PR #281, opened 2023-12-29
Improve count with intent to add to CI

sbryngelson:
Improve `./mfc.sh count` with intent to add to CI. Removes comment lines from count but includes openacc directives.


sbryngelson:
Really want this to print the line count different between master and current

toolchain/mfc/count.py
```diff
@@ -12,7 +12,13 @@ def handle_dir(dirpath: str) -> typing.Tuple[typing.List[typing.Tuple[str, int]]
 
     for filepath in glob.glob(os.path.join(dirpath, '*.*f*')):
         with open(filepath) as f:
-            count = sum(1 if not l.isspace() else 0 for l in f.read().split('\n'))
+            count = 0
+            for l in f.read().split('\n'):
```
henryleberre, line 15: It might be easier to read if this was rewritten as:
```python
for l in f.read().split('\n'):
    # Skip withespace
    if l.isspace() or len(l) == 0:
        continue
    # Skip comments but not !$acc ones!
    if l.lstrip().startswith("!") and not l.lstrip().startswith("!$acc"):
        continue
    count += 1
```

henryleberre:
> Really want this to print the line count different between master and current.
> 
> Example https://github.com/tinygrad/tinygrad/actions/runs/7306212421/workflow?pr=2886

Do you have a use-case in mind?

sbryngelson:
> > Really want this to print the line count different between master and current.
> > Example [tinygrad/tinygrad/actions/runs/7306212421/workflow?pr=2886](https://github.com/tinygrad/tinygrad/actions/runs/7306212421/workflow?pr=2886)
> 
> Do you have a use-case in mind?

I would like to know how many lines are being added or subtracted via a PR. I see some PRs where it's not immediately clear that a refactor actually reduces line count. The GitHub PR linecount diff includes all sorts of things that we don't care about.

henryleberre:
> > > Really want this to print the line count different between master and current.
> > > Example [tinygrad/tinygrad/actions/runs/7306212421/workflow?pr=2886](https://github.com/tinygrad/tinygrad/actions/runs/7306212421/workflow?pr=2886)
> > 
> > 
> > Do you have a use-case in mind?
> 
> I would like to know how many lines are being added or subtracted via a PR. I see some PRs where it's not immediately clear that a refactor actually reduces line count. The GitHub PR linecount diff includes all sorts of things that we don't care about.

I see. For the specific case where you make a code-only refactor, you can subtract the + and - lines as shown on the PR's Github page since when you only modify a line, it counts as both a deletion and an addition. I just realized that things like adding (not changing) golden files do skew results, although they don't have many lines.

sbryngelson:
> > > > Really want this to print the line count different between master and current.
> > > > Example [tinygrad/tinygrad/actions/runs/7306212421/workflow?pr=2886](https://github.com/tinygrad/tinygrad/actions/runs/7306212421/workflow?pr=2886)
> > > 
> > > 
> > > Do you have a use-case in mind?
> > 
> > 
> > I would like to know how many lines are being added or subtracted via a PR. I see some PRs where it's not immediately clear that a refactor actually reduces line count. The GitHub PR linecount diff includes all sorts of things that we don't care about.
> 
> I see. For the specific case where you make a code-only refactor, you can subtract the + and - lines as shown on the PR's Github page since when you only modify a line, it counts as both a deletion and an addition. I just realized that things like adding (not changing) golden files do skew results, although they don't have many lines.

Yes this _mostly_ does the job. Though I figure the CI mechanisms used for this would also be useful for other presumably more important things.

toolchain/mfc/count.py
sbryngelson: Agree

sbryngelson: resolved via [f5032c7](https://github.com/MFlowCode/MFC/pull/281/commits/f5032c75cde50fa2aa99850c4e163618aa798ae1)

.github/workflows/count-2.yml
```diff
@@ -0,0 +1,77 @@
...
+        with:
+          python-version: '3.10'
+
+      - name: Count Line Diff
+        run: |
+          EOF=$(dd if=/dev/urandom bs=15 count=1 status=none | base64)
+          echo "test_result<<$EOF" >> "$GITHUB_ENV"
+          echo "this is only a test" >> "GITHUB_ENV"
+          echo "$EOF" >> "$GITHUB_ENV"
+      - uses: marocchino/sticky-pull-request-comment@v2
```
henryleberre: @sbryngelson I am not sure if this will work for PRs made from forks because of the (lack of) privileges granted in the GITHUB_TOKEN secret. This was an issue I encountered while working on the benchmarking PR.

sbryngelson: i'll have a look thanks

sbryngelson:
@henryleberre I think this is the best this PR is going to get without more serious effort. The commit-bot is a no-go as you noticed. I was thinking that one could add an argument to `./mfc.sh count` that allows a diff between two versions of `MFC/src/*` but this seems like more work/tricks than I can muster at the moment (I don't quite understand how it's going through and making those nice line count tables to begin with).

+ + + +

WORK ITEM: Copy, from the material above, each line in which the string "Improve" occurs.

RESULT FOR THIS EXERCISE:
Improve count with intent to add to CI
Improve `./mfc.sh count` with intent to add to CI. Removes comment lines from count but includes openacc directives.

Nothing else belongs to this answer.